Da besuchte ich oftmals einen alten Mann in einem Altersheim. Er war ein
gottloser, verhärteter Kerl. Und was ich ihm auch aus der Bibel vorlas, das
lief an ihm ab wie Wasser am Marmorstein.
Als ich eines Tages wieder in sein Zimmer trete, liegt er im Bett. Oh,
sind Sie krank, Vater N.?" frage ich. Verdrießlich antwortet er: Ach, wenn
man mal fünfundsiebzig ist, kann man ja ruhig sterben."
Stop!" rufe ich. Halt! Das ist nicht richtig! Ob man ruhig sterben kann,
das hängt nicht vom Alter ab. Ich habe einen vierzehnjährigen Jungen ruhig
sterben sehen. Und ich habe einen alten Sünder verzweifelt in seinen Sünden
dahinfahren sehen. Nein! Vom Alter hängt das nicht ab. Das hängt vom
Frieden mit Gott ab!"
Etwas unsicher schaut mich der Alte an. Dann legt er los: Frieden mit
Gott? Den habe ich! Ich habe nichts gegen Gott. Mein Wahlspruch war: Tue
recht und scheue niemand! Danach habe ich gelebt. Ich habe niemand
bestohlen, ich habe niemand Unrecht getan ..."
Und während er nun alle seine guten Taten" aufzählt, kratzt er mit beiden
Händen auf der Bettdecke. Es ist, als wenn er alle seine Vorzüge und guten
Taten auf ein Häuflein zusammenscharren und vor Gott hinlegen wolle.
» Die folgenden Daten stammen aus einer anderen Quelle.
PR #234, opened 2024-12-24
implement treeview pattern

mayank99:
This PR implements the [ARIA TreeView pattern](https://www.w3.org/WAI/ARIA/apg/patterns/treeview/) in our `Tree` component.

Notable points:
- `role="tree"` and `role="treeitem"` used instead of `role="list"` and `role="listitem"`.
  - `aria-expanded` and `aria-selected` used on the `role="treeitem"` element to indicate expansion and selection.
  - Note on terminology: There is an interesting split between "treeitem" (parent; semantically important) and "treeitemnode" (child; presentationally important).
- Expander removed from accessibility tree and made non-focusable.
- `<button>` removed, since the `treeitemnode` (the nested node, not the main `role="treeitem"` element) handles clicks now.
- Most of the keyboard behaviors are handled by [Ariakit's `Composite` component](https://ariakit.org/components/composite). I only had to manually handle Right/Left arrow keys for expasion).
  - (Typeahead and multi-selection shortcuts are _not_ implemented in this PR)

Existing tests have been updated to locate the new roles. New tests have been added for keyboard behavior, which required me to add some boilerplate for wiring up the interactions in `tests/tree/index.tsx`.

---

> [!IMPORTANT]
> The big caveat here is that `Tree.ItemActions` does not belong inside `role="treeitem"`. I haven't touched the current implementation of "show actions only on hover/focus", because it's proving to be difficult. I plan to address this in a separate follow-up PR. See [comment](https://github.com/iTwin/kiwi/pull/234#issuecomment-2619981317).

---

Known issues:
- [ ] macOS VoiceOver: Focus jumps to text label inside treeitem after selection. See [comment](https://github.com/iTwin/kiwi/pull/234#pullrequestreview-2582241318).


GerardasB (commented):
I think we should stick with tree view pattern (which was the initial choice for the tree implementation). One reason for that, is that lists lose some of the semantics of the nesting i.e. https://developer.mozilla.org/en-US/docs/Web/Accessibility/ARIA/Attributes/aria-level and in general better experience in screen readers (announcements, navigation).

Keyboard navigation is a huge part of the pattern and this seems to handle it pretty well, however: I believe we need to do some additional work on managing focus of actions: i.e. wouldn't it be better to only allow tabbing into actions of a selected tree item?

With #235 merged - I think we can start looking into moving the actions out of a `treeitem`.

GerardasB (approved):
Approving as this is needed for flat tree impl, the most broken thing is that it's not possible to get back to the Tree easily (without going through all action rows) once action is focused.

knowler (commented):
For VoiceOver on macOS (Sequoia 15.2 with Safari 18.2), I’m noticing an issue when you select a tree item using <kbd><kbd>VO</kbd><kbd>Space</kbd></kbd>, the VO focus moves to text content within the tree item and so normal navigation will go between the text content and the associated toolbar rather than continue navigating between tree items as would be expected. The only way to move the VO focus back to the tree item itself is to press <kbd><kbd>VO</kbd><kbd>Shift</kbd><kbd>Up Arrow</kbd></kbd>.

https://github.com/user-attachments/assets/d64a8b3b-bee9-4b89-bb3a-9e84dba393ae

_Sorry for no sound and keys not being casted for this screen recording._

I’m not observing this issue with NVDA or when navigating the tree view with regular keyboard navigation.

knowler (commented):
I’m also seeing an issue in all environments where it’s possible to collapse and expand a top-level tree item when it doesn’t have any nested items.


https://github.com/user-attachments/assets/dbd02e72-a196-47a1-9f07-e8f725041451

knowler (approved):
I think we can handle the VO issue later. This works as expected otherwise for keyboard navigation and for NVDA (haven’t tested JAWS — but I presume it’ll be similar to NVDA).

PR #235, opened 2024-12-30
Show `Tree.Actions` on hover

GerardasB:
This PR introduces the functionality to display tree item actions when hovering over them. The changes include:
- Show actions on hover (when input mechanism can hover via [any-hover](https://developer.mozilla.org/en-US/docs/Web/CSS/@media/any-hover))
- Show actions when [focus is within](https://developer.mozilla.org/en-US/docs/Web/CSS/:focus-within) a tree item to support keyboard navigation (tested with VO) 
- Ensuring compatibility with touch devices (action items are always shown for touch devices)
- Additional `visible` prop is added to `Tree.Actions` to provide a way for consumers to force visibility (i.e. to display actions for hidden nodes or bleeding of the dot icons)

Known issues:
- Visual tests on Firefox show all tree item actions. Can not reproduce this locally (133.0.3) or by running playwright locally (Nightly 132.0).


mayank99 (approved):
LGTM apart from a small suggestion

knowler (approved):

PR #238, opened 2025-01-02
Add `DropdownMenu.CheckboxItem` component

GerardasB:
This PR adds a `DropdownMenu.CheckboxItem` component based on Ariakit [MenuItemCheckbox](https://ariakit.org/examples/menu-item-checkbox).

`name` prop is required to align with Ariakit APIs. However, currently [`setValues`](https://ariakit.org/reference/menu-provider#setvalues) is not exposed on `DropdownMenu.Root`, which should probably be in the future.

Additionally, added a workaround that sets a [`value`](https://ariakit.org/reference/menu-item-checkbox#value) since [`defaultChecked`](https://ariakit.org/reference/menu-item-checkbox#defaultchecked) seems to only work if a `value` prop is set.

Sandbox route is updated to use the checkbox items for filters.
Additional tests are added.


mayank99 (approved):
LGTM. Adding a visual test would be nice too

knowler (approved):
Nice work!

Immer noch zählt er auf, während seine Hände das unsichtbare Häuflein
hübsch säuberlich zusammenscharren: . . .ich habe nie Streit gehabt in
meinem Hause, ich war immer kameradschaftlich gegen meine Arbeitskollegen,
ich habe ..."
Endlich ist er fertig.
Lieber Mann!" sage ich nun, da kann ich Ihnen ja nur gratulieren, daß Sie
so prächtig und großartig vor das Angesicht des lebendigen Gottes gehen
können. Ich bin zwar nur halb so alt wie Sie. Aber so großartig stehe ich
leider nicht da. Wenn ich auf mein Leben zurückschaue, dann muß ich sehr
traurig werden darüber, wie oft ich versagt habe. Wie oft habe ich Gottes
Gebote übertreten! Wie oft bin ich Liebe schuldig geblieben! Wie oft habe
ich mit meinen Launen meine Umgebung gequält! Oh, da ist viel, viel Schuld.
Und sehen Sie! Darum bin ich froh, daß ich einen Heiland habe, der am Kreuz
für mich gestorben ist und der mich verlorenen Menschen mit Gott versöhnt
hat. Ja, dieser Heiland ist meine ganze Hoffnung."
Einige Augenblicke ist es sehr still im Zimmer. Dann seufzt der Alte tief
auf und gibt zu: Ja, wenn ich mir die Sache genau überlege, dann ist in
meinem Leben auch nicht alles so gewesen, wie es sein sollte ..."
Oho!" lege ich nun aber los. Was soll das denn heißen? Eben haben Sie
doch noch so großartig getan, wie Sie vor Gott bestehen könnten und wie Ihr
Leben hoch in Ordnung sei!"
Ja . . .", sagt er zögernd, wenn man sein Leben mal so richtig ansieht,
dann ..."
Ja, lieber Vater, dann packen Sie mal aus und machen Sie Ihr Gewissen
frei!"
Und dann kam eine Beichte. Was da gesprochen wurde, hat nur Gott hören
dürfen. Aber als der Alte zu Ende war, stand ein riesiger Berg von Schuld
und Sünde da, vor dem das kleine Hügelchen auf der Bettdecke ganz und gar
verschwand. Ich war erschüttert. O lieber Mann! Mit solchem Berg von Sünde
wollten Sie in die Ewigkeit gehen?! So wollten Sie vor den dreimal heiligen
Gott treten?!" Und dann kniete ich an seinem Bett nieder, und wir brachten
diesen Berg von Schuld vor Gott.
Als wir das getan hatten, durfte ich ihm sagen: Nun heben Sie Ihre Augen
auf zum Heiland am Kreuz! Die Strafe liegt auf ihm, auf daß wir Frieden
hätten."
Dann ging ich und ließ ihn in großer innerer Not und Herzensunruhe. Als ich
nach wenigen Tagen wiederkam, fand ich einen völlig verwandelten Mann vor.
Nun hatte sein Herz den gefunden, der gekommen ist in die Welt, die Sünder
selig zu machen".
Und als ein Begnadigter und von Gott Angenommener und wirklich mit Gott
Versöhnter ist er im Jahr darauf friedlich hinübergegangen in die Ewigkeit.